**PROBLEM STATEMENT**. Because the lines must stay identical, write out the data without changing anything.

----- INFORMATION PROVIDED -----

PR #381, opened 2024-09-26
add note about chossing when to check the tag on a load

tariqkurd-repo:


src/cheri-pte-ext.adoc
```diff
@@ -141,11 +141,18 @@ bit value of the capability read. This will introduce additional traps during re
...
 | 0     | 0      | Page fault if stored tag is set
-| 0     | 1      | Page fault if stored tag is set, or hardware CW and CRG update^1^
+| 0     | 1      | Page fault if stored tag is set, or hardware CW and CRG update^2^
 | 1     | X      | Normal operation
 |===
 
-^1^ The choice here follows the pattern of whether to implement the _Svade_ extension
+^1^ The choice here is whether to take a data dependent exceptions on loads or atomic operations.
+ If the exception is taken then the software will sweep the page and update the generation
+ (CRG). If the exception is taken without checking the tag, then the sweep will happen sooner.
```
andresag01, line 150: I think that not checking the tag in a data-dependent way for loads is likely to cause more (unnecessary) traps which might degrade performance a little. It might also mean that pages are swept sooner (?), but I don't know if that is true, and you can probably write your sweeper to avoid that situation.

src/cheri-pte-ext.adoc
```diff
@@ -141,11 +141,18 @@ bit value of the capability read. This will introduce additional traps during re
...
+ The choice on whether to check the tag or not can be static or dynamic. It is also permitted to
```
andresag01, line 151: Do you mean that the data-dependent check can be turned on/off at run-time, for example, by writing a CSR?

tariqkurd-repo:
Basically the choice is implementation defined, and can vary dynamically
according to that micro architecture

src/cheri-pte-ext.adoc
tariqkurd-repo: it can vary as the implementor sees fit

src/cheri-pte-ext.adoc
tariqkurd-repo: text removed

src/cheri-pte-ext.adoc
```diff
@@ -141,11 +141,14 @@ bit value of the capability read. This will introduce additional traps during re
...
 |PTE.CW |PTE.CRG |Store/AMO
 | 0     | 0      | Page fault if stored tag is set
-| 0     | 1      | Page fault if stored tag is set, or hardware CW and CRG update^1^
+| 0     | 1      | Page fault if stored tag is set, or hardware CW and CRG update^2^
 | 1     | X      | Normal operation
 |===
 
-^1^ The choice here follows the pattern of whether to implement the _Svade_ extension
+^1^ The choice here is whether to take data dependent exceptions on loads or atomic operations.
+ The implementation is free to define when (if ever) it checks the tag.
```
arichardson, line 149:
```suggestion
 It is legal for the implementation to fault even if the tag is set since this behaviour is only an optimization for software.
 This means it is also legal to only check the tag in certain conditions and conservatively fault otherwise.
```

Maybe something slightly more wordy to make it explicit that all of `always check/never check/only check for atomics/etc.` is a valid implemenetation choice.

arichardson (approved):
Suggested a slighly more explicit wording. Feel free to use this or ignore.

-----

**ANSWER TO THE PROBLEM**.
PR #381, opened 2024-09-26
add note about chossing when to check the tag on a load

tariqkurd-repo:


src/cheri-pte-ext.adoc
```diff
@@ -141,11 +141,18 @@ bit value of the capability read. This will introduce additional traps during re
...
 | 0     | 0      | Page fault if stored tag is set
-| 0     | 1      | Page fault if stored tag is set, or hardware CW and CRG update^1^
+| 0     | 1      | Page fault if stored tag is set, or hardware CW and CRG update^2^
 | 1     | X      | Normal operation
 |===
 
-^1^ The choice here follows the pattern of whether to implement the _Svade_ extension
+^1^ The choice here is whether to take a data dependent exceptions on loads or atomic operations.
+ If the exception is taken then the software will sweep the page and update the generation
+ (CRG). If the exception is taken without checking the tag, then the sweep will happen sooner.
```
andresag01, line 150: I think that not checking the tag in a data-dependent way for loads is likely to cause more (unnecessary) traps which might degrade performance a little. It might also mean that pages are swept sooner (?), but I don't know if that is true, and you can probably write your sweeper to avoid that situation.

src/cheri-pte-ext.adoc
```diff
@@ -141,11 +141,18 @@ bit value of the capability read. This will introduce additional traps during re
...
+ The choice on whether to check the tag or not can be static or dynamic. It is also permitted to
```
andresag01, line 151: Do you mean that the data-dependent check can be turned on/off at run-time, for example, by writing a CSR?

tariqkurd-repo:
Basically the choice is implementation defined, and can vary dynamically
according to that micro architecture

src/cheri-pte-ext.adoc
tariqkurd-repo: it can vary as the implementor sees fit

src/cheri-pte-ext.adoc
tariqkurd-repo: text removed

src/cheri-pte-ext.adoc
```diff
@@ -141,11 +141,14 @@ bit value of the capability read. This will introduce additional traps during re
...
 |PTE.CW |PTE.CRG |Store/AMO
 | 0     | 0      | Page fault if stored tag is set
-| 0     | 1      | Page fault if stored tag is set, or hardware CW and CRG update^1^
+| 0     | 1      | Page fault if stored tag is set, or hardware CW and CRG update^2^
 | 1     | X      | Normal operation
 |===
 
-^1^ The choice here follows the pattern of whether to implement the _Svade_ extension
+^1^ The choice here is whether to take data dependent exceptions on loads or atomic operations.
+ The implementation is free to define when (if ever) it checks the tag.
```
arichardson, line 149:
```suggestion
 It is legal for the implementation to fault even if the tag is set since this behaviour is only an optimization for software.
 This means it is also legal to only check the tag in certain conditions and conservatively fault otherwise.
```

Maybe something slightly more wordy to make it explicit that all of `always check/never check/only check for atomics/etc.` is a valid implemenetation choice.

arichardson (approved):
Suggested a slighly more explicit wording. Feel free to use this or ignore.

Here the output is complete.